WHAT TO PRODUCE
Repeat each entry in the listing word for word.

RECORDS PROVIDED
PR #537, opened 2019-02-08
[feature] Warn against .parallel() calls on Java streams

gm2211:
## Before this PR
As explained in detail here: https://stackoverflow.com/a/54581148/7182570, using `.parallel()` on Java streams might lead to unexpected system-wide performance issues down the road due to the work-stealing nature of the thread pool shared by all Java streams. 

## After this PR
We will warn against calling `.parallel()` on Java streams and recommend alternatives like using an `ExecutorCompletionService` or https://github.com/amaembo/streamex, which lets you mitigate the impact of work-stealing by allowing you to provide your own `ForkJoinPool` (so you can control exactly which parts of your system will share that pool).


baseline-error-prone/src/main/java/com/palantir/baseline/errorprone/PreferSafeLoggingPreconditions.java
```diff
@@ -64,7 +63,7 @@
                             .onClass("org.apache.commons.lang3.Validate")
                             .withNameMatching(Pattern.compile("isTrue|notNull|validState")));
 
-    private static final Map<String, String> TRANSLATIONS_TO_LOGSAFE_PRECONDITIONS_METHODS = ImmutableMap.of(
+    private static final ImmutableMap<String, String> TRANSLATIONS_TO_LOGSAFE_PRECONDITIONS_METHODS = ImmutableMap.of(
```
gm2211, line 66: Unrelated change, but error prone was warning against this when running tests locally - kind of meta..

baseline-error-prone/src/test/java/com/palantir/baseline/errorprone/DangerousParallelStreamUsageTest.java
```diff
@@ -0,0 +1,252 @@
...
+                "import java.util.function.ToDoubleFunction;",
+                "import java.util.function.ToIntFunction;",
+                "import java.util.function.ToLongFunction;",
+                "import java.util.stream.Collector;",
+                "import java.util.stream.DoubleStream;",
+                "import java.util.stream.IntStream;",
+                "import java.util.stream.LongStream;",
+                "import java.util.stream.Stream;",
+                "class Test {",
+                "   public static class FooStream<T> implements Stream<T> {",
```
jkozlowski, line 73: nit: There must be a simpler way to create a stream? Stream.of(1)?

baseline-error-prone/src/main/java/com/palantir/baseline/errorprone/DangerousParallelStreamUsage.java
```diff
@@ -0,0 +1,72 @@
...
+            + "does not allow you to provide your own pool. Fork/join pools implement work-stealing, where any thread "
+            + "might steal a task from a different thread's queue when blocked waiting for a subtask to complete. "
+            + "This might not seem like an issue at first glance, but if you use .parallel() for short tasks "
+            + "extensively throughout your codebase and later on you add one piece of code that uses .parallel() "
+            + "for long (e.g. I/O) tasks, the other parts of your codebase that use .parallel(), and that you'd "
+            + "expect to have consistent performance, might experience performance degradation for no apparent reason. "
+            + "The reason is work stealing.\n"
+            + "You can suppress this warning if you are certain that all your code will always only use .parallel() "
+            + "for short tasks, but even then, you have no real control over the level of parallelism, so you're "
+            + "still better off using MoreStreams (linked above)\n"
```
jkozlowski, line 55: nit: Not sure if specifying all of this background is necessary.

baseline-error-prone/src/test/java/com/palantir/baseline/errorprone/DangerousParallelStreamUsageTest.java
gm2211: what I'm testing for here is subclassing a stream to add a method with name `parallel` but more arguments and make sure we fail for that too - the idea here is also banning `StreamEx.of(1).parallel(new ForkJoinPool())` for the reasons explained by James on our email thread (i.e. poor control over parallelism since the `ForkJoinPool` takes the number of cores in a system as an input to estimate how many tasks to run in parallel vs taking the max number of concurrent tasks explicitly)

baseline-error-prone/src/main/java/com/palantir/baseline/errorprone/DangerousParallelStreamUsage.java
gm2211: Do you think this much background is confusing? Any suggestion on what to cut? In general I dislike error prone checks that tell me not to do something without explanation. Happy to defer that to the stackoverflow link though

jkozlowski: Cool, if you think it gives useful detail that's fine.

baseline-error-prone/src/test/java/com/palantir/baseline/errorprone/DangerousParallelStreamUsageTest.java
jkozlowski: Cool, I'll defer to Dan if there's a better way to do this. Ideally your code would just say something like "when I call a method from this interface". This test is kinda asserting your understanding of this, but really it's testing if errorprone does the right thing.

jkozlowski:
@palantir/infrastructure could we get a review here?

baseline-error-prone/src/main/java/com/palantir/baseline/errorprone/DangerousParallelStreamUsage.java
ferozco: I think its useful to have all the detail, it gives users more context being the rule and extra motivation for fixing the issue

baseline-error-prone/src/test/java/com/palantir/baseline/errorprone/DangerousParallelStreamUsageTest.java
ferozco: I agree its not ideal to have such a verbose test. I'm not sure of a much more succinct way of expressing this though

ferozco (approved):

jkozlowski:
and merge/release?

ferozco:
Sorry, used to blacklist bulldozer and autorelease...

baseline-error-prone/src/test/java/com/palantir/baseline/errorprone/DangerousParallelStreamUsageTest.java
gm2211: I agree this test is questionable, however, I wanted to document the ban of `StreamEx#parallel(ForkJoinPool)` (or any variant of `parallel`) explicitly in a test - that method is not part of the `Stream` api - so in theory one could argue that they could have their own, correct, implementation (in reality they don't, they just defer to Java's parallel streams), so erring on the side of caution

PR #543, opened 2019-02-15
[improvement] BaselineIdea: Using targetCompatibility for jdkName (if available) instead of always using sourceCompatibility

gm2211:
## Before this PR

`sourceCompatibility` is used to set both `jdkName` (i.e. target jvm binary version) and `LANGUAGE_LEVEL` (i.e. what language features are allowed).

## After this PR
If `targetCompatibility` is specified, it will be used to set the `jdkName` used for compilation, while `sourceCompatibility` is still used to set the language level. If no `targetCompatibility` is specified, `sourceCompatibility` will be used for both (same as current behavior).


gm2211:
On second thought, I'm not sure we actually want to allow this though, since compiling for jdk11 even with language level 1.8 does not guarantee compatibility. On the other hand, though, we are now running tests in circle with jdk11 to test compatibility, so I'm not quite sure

ANSWER SECTION
PR #537, opened 2019-02-08
[feature] Warn against .parallel() calls on Java streams

gm2211:
## Before this PR
As explained in detail here: https://stackoverflow.com/a/54581148/7182570, using `.parallel()` on Java streams might lead to unexpected system-wide performance issues down the road due to the work-stealing nature of the thread pool shared by all Java streams. 

## After this PR
We will warn against calling `.parallel()` on Java streams and recommend alternatives like using an `ExecutorCompletionService` or https://github.com/amaembo/streamex, which lets you mitigate the impact of work-stealing by allowing you to provide your own `ForkJoinPool` (so you can control exactly which parts of your system will share that pool).


baseline-error-prone/src/main/java/com/palantir/baseline/errorprone/PreferSafeLoggingPreconditions.java
```diff
@@ -64,7 +63,7 @@
                             .onClass("org.apache.commons.lang3.Validate")
                             .withNameMatching(Pattern.compile("isTrue|notNull|validState")));
 
-    private static final Map<String, String> TRANSLATIONS_TO_LOGSAFE_PRECONDITIONS_METHODS = ImmutableMap.of(
+    private static final ImmutableMap<String, String> TRANSLATIONS_TO_LOGSAFE_PRECONDITIONS_METHODS = ImmutableMap.of(
```
gm2211, line 66: Unrelated change, but error prone was warning against this when running tests locally - kind of meta..

baseline-error-prone/src/test/java/com/palantir/baseline/errorprone/DangerousParallelStreamUsageTest.java
```diff
@@ -0,0 +1,252 @@
...
+                "import java.util.function.ToDoubleFunction;",
+                "import java.util.function.ToIntFunction;",
+                "import java.util.function.ToLongFunction;",
+                "import java.util.stream.Collector;",
+                "import java.util.stream.DoubleStream;",
+                "import java.util.stream.IntStream;",
+                "import java.util.stream.LongStream;",
+                "import java.util.stream.Stream;",
+                "class Test {",
+                "   public static class FooStream<T> implements Stream<T> {",
```
jkozlowski, line 73: nit: There must be a simpler way to create a stream? Stream.of(1)?

baseline-error-prone/src/main/java/com/palantir/baseline/errorprone/DangerousParallelStreamUsage.java
```diff
@@ -0,0 +1,72 @@
...
+            + "does not allow you to provide your own pool. Fork/join pools implement work-stealing, where any thread "
+            + "might steal a task from a different thread's queue when blocked waiting for a subtask to complete. "
+            + "This might not seem like an issue at first glance, but if you use .parallel() for short tasks "
+            + "extensively throughout your codebase and later on you add one piece of code that uses .parallel() "
+            + "for long (e.g. I/O) tasks, the other parts of your codebase that use .parallel(), and that you'd "
+            + "expect to have consistent performance, might experience performance degradation for no apparent reason. "
+            + "The reason is work stealing.\n"
+            + "You can suppress this warning if you are certain that all your code will always only use .parallel() "
+            + "for short tasks, but even then, you have no real control over the level of parallelism, so you're "
+            + "still better off using MoreStreams (linked above)\n"
```
jkozlowski, line 55: nit: Not sure if specifying all of this background is necessary.

baseline-error-prone/src/test/java/com/palantir/baseline/errorprone/DangerousParallelStreamUsageTest.java
gm2211: what I'm testing for here is subclassing a stream to add a method with name `parallel` but more arguments and make sure we fail for that too - the idea here is also banning `StreamEx.of(1).parallel(new ForkJoinPool())` for the reasons explained by James on our email thread (i.e. poor control over parallelism since the `ForkJoinPool` takes the number of cores in a system as an input to estimate how many tasks to run in parallel vs taking the max number of concurrent tasks explicitly)

baseline-error-prone/src/main/java/com/palantir/baseline/errorprone/DangerousParallelStreamUsage.java
gm2211: Do you think this much background is confusing? Any suggestion on what to cut? In general I dislike error prone checks that tell me not to do something without explanation. Happy to defer that to the stackoverflow link though

jkozlowski: Cool, if you think it gives useful detail that's fine.

baseline-error-prone/src/test/java/com/palantir/baseline/errorprone/DangerousParallelStreamUsageTest.java
jkozlowski: Cool, I'll defer to Dan if there's a better way to do this. Ideally your code would just say something like "when I call a method from this interface". This test is kinda asserting your understanding of this, but really it's testing if errorprone does the right thing.

jkozlowski:
@palantir/infrastructure could we get a review here?

baseline-error-prone/src/main/java/com/palantir/baseline/errorprone/DangerousParallelStreamUsage.java
ferozco: I think its useful to have all the detail, it gives users more context being the rule and extra motivation for fixing the issue

baseline-error-prone/src/test/java/com/palantir/baseline/errorprone/DangerousParallelStreamUsageTest.java
ferozco: I agree its not ideal to have such a verbose test. I'm not sure of a much more succinct way of expressing this though

ferozco (approved):

jkozlowski:
and merge/release?

ferozco:
Sorry, used to blacklist bulldozer and autorelease...

baseline-error-prone/src/test/java/com/palantir/baseline/errorprone/DangerousParallelStreamUsageTest.java
gm2211: I agree this test is questionable, however, I wanted to document the ban of `StreamEx#parallel(ForkJoinPool)` (or any variant of `parallel`) explicitly in a test - that method is not part of the `Stream` api - so in theory one could argue that they could have their own, correct, implementation (in reality they don't, they just defer to Java's parallel streams), so erring on the side of caution

PR #543, opened 2019-02-15
[improvement] BaselineIdea: Using targetCompatibility for jdkName (if available) instead of always using sourceCompatibility

gm2211:
## Before this PR

`sourceCompatibility` is used to set both `jdkName` (i.e. target jvm binary version) and `LANGUAGE_LEVEL` (i.e. what language features are allowed).

## After this PR
If `targetCompatibility` is specified, it will be used to set the `jdkName` used for compilation, while `sourceCompatibility` is still used to set the language level. If no `targetCompatibility` is specified, `sourceCompatibility` will be used for both (same as current behavior).


gm2211:
On second thought, I'm not sure we actually want to allow this though, since compiling for jdk11 even with language level 1.8 does not guarantee compatibility. On the other hand, though, we are now running tests in circle with jdk11 to test compatibility, so I'm not quite sure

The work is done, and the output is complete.